It has been previously shown that CD38 is highly expressed on CD4/CD8 DN TCRαβ+ thymocytes (36), a population enriched for iNKT cells. Therefore, a decreased ability to produce iNKT cells could be one plausible explanation for why NOD.CD38null mice are unable to respond to α-GalCer treatment to the same extent as standard NOD controls. To test this possibility, numbers of iNKT cells in NOD and NOD.CD38null mice were compared. Thymocytes and splenocytes were initially stained with α-GalCer-loaded CD1d dimers. In the thymus, iNKT cell numbers and proportions were equivalent in WT and CD38-deficient NOD mice (Fig. 4,A). In sharp contrast, numbers of splenic iNKT cells were significantly lower in NOD.CD38null mice (Fig. 4,B). Most of the reduction is due to a preferential loss of CD4+ iNKT cells (Fig. 4 B). In liver, the frequency of CD4+ iNKT cells is also significantly decreased in NOD.CD38null mice (data not shown). Therefore, the expansion and/or survival of iNKT cells in the periphery, especially the CD4+ subset, are CD38 dependent. These results agree with a previous report where no differences in DN TCRαβ+ thymocytes, presumably iNKT cells, were observed between WT and CD38 knockout (KO) mice (26). However, numbers of peripheral iNKT cells were not determined in the previous study. It should also be noted that the significant loss of peripheral, but not thymic CD4+ iNKT cells, induced by an absence of CD38 was not a trait restricted to autoimmune NOD mice, because the same phenotype was observed in a C57BL/6 background stock (data not shown).

FIGURE 4.

NOD.CD38null mice have reduced numbers of iNKT cells in the periphery. Single-cell suspensions were prepared from the thymus (A) and spleen (B) of age-matched NOD and NOD.CD38null female mice (6–9 wk old), and stained with α-GalCer-loaded or empty CD1d dimers (CD1d-Ig). Specific binding was calculated based on the difference between the staining of α-GalCer-loaded and empty CD1d dimers.

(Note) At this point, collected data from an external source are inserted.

PR #2004, opened 2024-11-28
graph/path: Improve performance of `YenKShortestPaths`

BarrensZeppelin:
`YenKShortestPaths`'s running time is dominated by calls to Dijkstra's shortest path algorithm, so it makes sense to focus on improvements there.
For Yen's algorithm, we are not interested in shortest path trees, but only _a_ shortest path between some source and target node. We can exploit this in Dijkstra's algorithm by terminating when the target is discovered.
Of course this does not improve the worst-case complexity, but it should be a worthwhile optimization for many practical uses.

### DIFF
--- a/graph/path/dijkstra.go
+++ b/graph/path/dijkstra.go
@@ -20,8 +20,30 @@ import (
 //
 // The time complexity of DijkstraFrom is O(|E|.log|V|).
 func DijkstraFrom(u graph.Node, g traverse.Graph) Shortest {
+	return dijkstraFrom(u, nil, g)
+}
+
+// DijkstraFromTo returns a shortest path from u to v in the graph g. The
+// result is equivalent to DijkstraFrom(u, g).To(v), but DijkstraFromTo can be
+// more efficient, as it can terminate early if v is reached. If the graph does
+// not implement Weighted, UniformCost is used. DijkstraFromTo will panic if g
+// has a u-reachable negative edge weight that is discovered before reaching v.
+//
+// The time complexity of DijkstraFromTo is O(|E|.log|V|).
+func DijkstraFromTo(u graph.Node, v graph.Node, g traverse.Graph) (path []graph.Node, weight float64) {
+	// An implementation of Bidirectional Dijkstra's algorithm could be even
+	// more efficient, but it requires a transposed (or undirected) graph.
+	if v == nil {
+		panic("dijkstra: nil target node")
+	}
+	return dijkstraFrom(u, v, g).To(v.ID())
+}
+
+// Shared implementation of DijkstraFrom and DijkstraFromTo.
+func dijkstraFrom(u, target graph.Node, g traverse.Graph) Shortest {
 	var path Shortest
-	if h, ok := g.(graph.Graph); ok {
+	// Use the incremental version when a target is provided
+	if h, ok := g.(graph.Graph); target == nil && ok {
 		if h.Node(u.ID()) == nil {
 			return Shortest{from: u}
 		}
@@ -58,6 +80,9 @@ func DijkstraFrom(u graph.Node, g traverse.Graph) Shortest {
 			continue
 		}
 		mnid := mid.node.ID()
+		if target != nil && mnid == target.ID() {
+			break
+		}
 		to := g.From(mnid)
 		for to.Next() {
 			v := to.Node()
--- a/graph/path/dijkstra.go
+++ b/graph/path/dijkstra.go
@@ -42,7 +42,7 @@ func DijkstraFromTo(u, t graph.Node, g traverse.Graph) (path []graph.Node, weigh
 
 func dijkstraFrom(u, t graph.Node, g traverse.Graph) Shortest {
 	var path Shortest
-	// Use the incremental version when a target is provided
+	// Use the incremental version when a target is provided.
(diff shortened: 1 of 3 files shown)


kortschak (commented):
Please split this into two PRs.

BarrensZeppelin:
Done. See #2005

kortschak (commented):
I believe this can be done with composition; if `g`  has `From` and `Edge` methods that return `nil` when `u` is the target, this has the same effect. I do not think we need additional API.

BarrensZeppelin:
It does not have the same effect.
Consider the following graph, where we're looking for a path from node 1 to node 2.

gonum

With the implementation in the PR, only nodes 1, 2 and 4 are pushed to the priority queue, and only nodes 1 and 2 are popped.
With you suggestion (as I understand it), we would remove the edge from 2 to 3, but we would still compute the shortest path to nodes 4 and 5, which is wasted work.

I guess it's possible to achieve the same effect with composition by making the `From` function stateful: once the target is reached, remove _all_ edges from the graph, but then correctness will depend on the order that Dijkstra's algorithm calls `From`, which seems brittle.

kortschak:
Yes, making it stateful would be required. In that construction is has exactly the same behaviour as the code here.

The required code is straightforward.
```
type stopGraph struct {
	g      traverse.Graph
	target int64
}

func (g *stopGraph) From(uid int64) graph.Nodes {
	if uid == g.target {
		g.g = empty{}
	}
	return g.g.From(uid)
}

func (g *stopGraph) Edge(uid, vid int64) graph.Edge {
	if uid == g.target {
		g.g = empty{}
	}
	return g.g.Edge(uid, vid)
}

type empty struct{}

func (empty) From(uid int64) graph.Nodes     { return graph.Empty }
func (empty) Edge(uid, vid int64) graph.Edge { return nil }
```

kortschak:
No, you're right.

graph/path/dijkstra.go
```diff
@@ -20,8 +20,30 @@ import (
...
+}
+
+// DijkstraFromTo returns a shortest path from u to v in the graph g. The
+// result is equivalent to DijkstraFrom(u, g).To(v), but DijkstraFromTo can be
+// more efficient, as it can terminate early if v is reached. If the graph does
+// not implement Weighted, UniformCost is used. DijkstraFromTo will panic if g
+// has a u-reachable negative edge weight that is discovered before reaching v.
+//
+// The time complexity of DijkstraFromTo is O(|E|.log|V|).
+func DijkstraFromTo(u graph.Node, v graph.Node, g traverse.Graph) (path []graph.Node, weight float64) {
```
kortschak, line 33:
```suggestion
func DijkstraFromTo(u, t graph.Node, g traverse.Graph) (path []graph.Node, weight float64) {
```
The second param is not a v.

graph/path/dijkstra.go
```diff
@@ -20,8 +20,30 @@ import (
...
+	// An implementation of Bidirectional Dijkstra's algorithm could be even
+	// more efficient, but it requires a transposed (or undirected) graph.
+	if v == nil {
+		panic("dijkstra: nil target node")
+	}
+	return dijkstraFrom(u, v, g).To(v.ID())
+}
+
+// Shared implementation of DijkstraFrom and DijkstraFromTo.
+func dijkstraFrom(u, target graph.Node, g traverse.Graph) Shortest {
```
kortschak, line 43:
```suggestion
func dijkstraFrom(u, t graph.Node, g traverse.Graph) Shortest {
```

graph/path/dijkstra_test.go
```diff
@@ -56,38 +79,41 @@ func TestDijkstraFrom(t *testing.T) {
...
+			p, weight := pt.To(test.Query.To().ID())
+			checkPath(tg.typ, p, weight)
 
 			np, weight := pt.To(test.NoPathFor.To().ID())
 			if pt.From().ID() == test.NoPathFor.From().ID() && (np != nil || !math.IsInf(weight, 1)) {
 				t.Errorf("%q %s: unexpected path:\ngot: path=%v weight=%f\nwant:path=<nil> weight=+Inf",
 					test.Name, tg.typ, np, weight)
 			}
 		}
+
```
kortschak, line 96: I think this should be in the loop, with helper sharing.

BarrensZeppelin: Done.

BarrensZeppelin:
These PRs are ready for re-review.

graph/path/dijkstra.go
```diff
@@ -20,8 +20,30 @@ import (
...
+	if t == nil {
+		panic("dijkstra: nil target node")
+	}
+	return dijkstraFrom(u, t, g).To(t.ID())
+}
+
+func dijkstraFrom(u, t graph.Node, g traverse.Graph) Shortest {
 	var path Shortest
-	if h, ok := g.(graph.Graph); ok {
+	// Use the incremental version when a target is provided
```
kortschak, line 45:
```suggestion
	// Use the incremental version when a target is provided.
```

kortschak (commented):
LGTM after nit.

I'll squash the commits here into a single commit. Please send another PR adding yourself to AUTHORS and CONTRIBUTORS with the commit message "A+C: add Oskar Haarklou Veileborg"

kortschak (approved):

The flow cytometric profiles of representative mice are shown (left). Data points in the summarized results depict numbers of CD4+ (middle) and DN (right) iNKT cells in four mice from each group.

FIGURE 4.

NOD.CD38null mice have reduced numbers of iNKT cells in the periphery. Single-cell suspensions were prepared from the thymus (A) and spleen (B) of age-matched NOD and NOD.CD38null female mice (6–9 wk old), and stained with α-GalCer-loaded or empty CD1d dimers (CD1d-Ig). Specific binding was calculated based on the difference between the staining of α-GalCer-loaded and empty CD1d dimers. The flow cytometric profiles of representative mice are shown (left). Data points in the summarized results depict numbers of CD4+ (middle) and DN (right) iNKT cells in four mice from each group.

Close modal

We reasoned that activity of the ectoenzyme ART2 could explain the reduced peripheral numbers of iNKT cells in the absence of CD38. In mice, the duplicate Art2 genes, Art2.1 and Art2.2, encode GPI-anchored cell surface enzymes on subsets of T cells (32). ART2 has been reported to regulate T cell function by transferring the ADP-ribosyl moiety of NAD onto other cell surface proteins, including LFA-1, CD8, CD27, CD43, CD44, CD45, and the P2X7 purinoceptor (37). ART2-expressing T cells exposed to NAD undergo rapid death through a pathway involving ADP-ribosylation and activation of the P2X7 purinoceptor (37). Activated P2X7 induces calcium flux and formation of membrane pores, leading to cell death (37). Interestingly, CD38 decreases ART2-mediated ADP-ribosylation of T cell surface proteins by reducing the available amount of the ecto-NAD substrate (31). Therefore, we asked whether iNKT cells express ART2 and, as a result, are sensitive to NAD-induced cell death. CD1d tetramers were used to identify iNKT cells. Most thymic iNKT cells did not express ART2 in both WT and CD38-deficient NOD mice (Fig. 5,A). In sharp contrast, a significant proportion of iNKT cells in the spleens and PLNs of standard NOD mice expressed high levels of ART2, and this was particularly pronounced in the CD4+ subset (Fig. 5, B and C). Interestingly, the greatest decrease in iNKT cells in CD38-deficient NOD mice is within the CD4+ subset that coexpresses ART2 (Fig. 5 D).

FIGURE 5.

The loss of peripheral iNKT cells in NOD.CD38null mice is mediated in an ART2-dependent, NAD substrate-induced manner. Single-cell suspensions were prepared from the thymus (A), spleen (B), and PLNs (C) of age-matched NOD (WT) and NOD.CD38null (CD38 KO) female mice (6–8 wk old), and stained with anti-CD3, CD4 and ART2 Abs and CD1d tetramers. The flow cytometric profiles of representative mice are shown. The summarized results of numbers of various subsets of iNKT cells in spleens from four mice of each strain are depicted in D. E, ART2-dependent NAD-induced cell death of iNKT cells. Splenocytes from four NOD, NOD.Art2null, and NOD.Art2null.CD38null female mice at 6–8 wk of age were incubated with 0, 2, or 8 μM of NAD at 37°C for 30 min. Subsets of iNKT cells were identified by anti-CD3 and CD4 Abs and CD1d tetramers. Apoptotic cells were determined by annexin V and PI staining. Annexin V binding was determined on PI-negative cells. Results are presented as mean percentages ± SEM of annexin V-positive cells among the DN and CD4+ iNKT populations in the spleens of the four mice from each strain. F, ART2-dependent loss of splenic iNKT cells in CD38 deficient NOD mice. Data depict numbers of total splenic iNKT cells as determined by α-GalCer-loaded CD1d tetramer staining in four to eight age-matched (6–8 wk old) females from each of the four indicated strains.

FIGURE 5.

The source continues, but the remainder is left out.